# Please move a recepticle



## gnxtc2 (Feb 21, 2011)

The owner of the ice cream shop calls me to move a recepticle. He says the plumbers ran a pipe across it and he barely is able to plug in the refridge.

So I move the refridge.........................










Billy T.
[email protected]


----------



## Shockdoc (Mar 4, 2010)

That looks miserable.


----------



## HARRY304E (Sep 15, 2010)

That's nice...

I like how the receptacle is caved into the wall as well....:whistling2::laughing:


----------



## chicken steve (Mar 22, 2011)

i hate plumbers.....~CS~


----------



## Shockdoc (Mar 4, 2010)

I think the plumber has a **** in his eye.......one copper and one pex pipe.


----------



## McClary’s Electrical (Feb 21, 2009)

I'd be pissed.


----------



## chicken steve (Mar 22, 2011)

I'm pissed just lookin' at it.....~CS~


----------



## 480sparky (Sep 20, 2007)

I bet the guy who poured the slab is pissed, too.


----------



## McClary’s Electrical (Feb 21, 2009)

The electrons are bound to be jumping from that hot slot to that copper pipe.


----------



## mbednarik (Oct 10, 2011)

you have a sawzall right, easy fix. Plumber will probably have to come back though, due to a slight leak.


----------



## ampman (Apr 2, 2009)

you should be thanking the plumber for the chance to move the outlet and make some money


----------



## CanadianBrad (Feb 9, 2012)

I always appreciate the artistry of willful idiots. Provides inspiration for me while I take part in my hobbies. Hunting, for example.

Care to borrow my .308?


----------



## JohnR (Apr 12, 2010)

CanadianBrad said:


> I always appreciate the artistry of willful idiots. Provides inspiration for me while I take part in my hobbies. Hunting, for example.
> 
> Care to borrow my .308?


I think there was a story wrote about that, called "The most dangerous game"


----------



## stuiec (Sep 25, 2010)

JohnR said:


> I think there was a story wrote about that, called "The most dangerous game"


 
:laughing::laughing: now it all makes sense!


----------



## sarness (Sep 14, 2010)

If I was the owner I'd send your bill to the plumber, that's just plain stupidity and they left it like that too.


----------



## 480sparky (Sep 20, 2007)

sarness said:


> If I was the owner I'd send your bill to the plumber, that's just plain stupidity and they left it like that too.

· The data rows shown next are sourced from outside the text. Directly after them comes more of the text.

Issue #12255, opened 2018-08-20
Pretty high cpu load when import mxnet


fighting-liu:
When i import mxnet in 8 processes simultaneously, all cpu resources will be used and the program stagnates for almost 5 minutes.

It works fine for mxnet1.1 but failed for mxnet1.2 and mxnet1.3
Following is the sample code

```
import multiprocessing

def mxnet_worker():
    print 'before import'
    import mxnet 
    print 'after import'

read_process = [multiprocessing.Process(target=mxnet_worker) for i in range(8)]
for p in read_process:
    p.daemon = True
    p.start()
```

Any solution to this for mxnet1.2 and mxnet1.3? Thanks.

vdantu:
@fighting-liu : Just to understand your problem a little further, could you give details of your environment? This is given in the issue template. Also, what was the issue? Was the "after import" being printed after 5 minutes? How long did it take for 1.1 and also, how long does it take for one process import'ing mxnet with .12?  System/environment information would be useful to help you further.

For reference of the issue template: https://github.com/apache/incubator-mxnet/blob/master/.github/ISSUE_TEMPLATE.md

@mxnet-label-bot : [Python, Question]

fighting-liu:
@vdantu   Thanks for your attention.

**1. Environment info**
```
----------System Info----------
('Platform     :', 'Linux-3.10.0-693.17.1.el7.x86_64-x86_64-with-centos-7.4.1708-Core')
('system       :', 'Linux')
('node         :', 'train2st.prod.yiran.com')
('release      :', '3.10.0-693.17.1.el7.x86_64')
('version      :', '#1 SMP Thu Jan 25 20:13:58 UTC 2018')
----------Hardware Info----------
('machine      :', 'x86_64')
('processor    :', 'x86_64')
Architecture:          x86_64
CPU op-mode(s):        32-bit, 64-bit
Byte Order:            Little Endian
CPU(s):                56
On-line CPU(s) list:   0-55
Thread(s) per core:    2
Core(s) per socket:    14
Socket(s):             2
NUMA node(s):          2
Vendor ID:             GenuineIntel
CPU family:            6
Model:                 79
Model name:            Intel(R) Xeon(R) CPU E5-2680 v4 @ 2.40GHz
Stepping:              1
CPU MHz:               2401.000
CPU max MHz:           2401.0000
CPU min MHz:           1200.0000
BogoMIPS:              4800.04
Virtualization:        VT-x
L1d cache:             32K
[...]

Issue #10560, opened 2018-04-16
It gets blocked when executing python binding during installation from source 


lionel92:
Note: Providing complete information in the most concise form is the best way to get help. This issue template serves as the checklist for essential information to most of the technical issues and bug reports. For non-technical issues and feature requests, feel free to present the information in what you believe is the best form.

For Q & A and discussion, please start a discussion thread at https://discuss.mxnet.io 

## Description
Build mxnet from source successfully. However, it always gets blocked when executing python binding.

## Environment info (Required)
Centos Red Hat 4.8.5-16
GCC 4.8.5
```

I'd send the bill to the owner, since he's the one who requested I move the recep. Let HIM deal with the plumber.

Sending the bill directly to the plumber is a great way not to get paid.


----------



## BBQ (Nov 16, 2010)

sarness said:


> If I was the owner I'd send your bill to the plumber, that's just plain stupidity and they left it like that too.





480sparky said:


> I'd send the bill to the owner, since he's the one who requested I move the recep. Let HIM deal with the plumber.
> 
> Sending the bill directly to the plumber is a great way not to get paid.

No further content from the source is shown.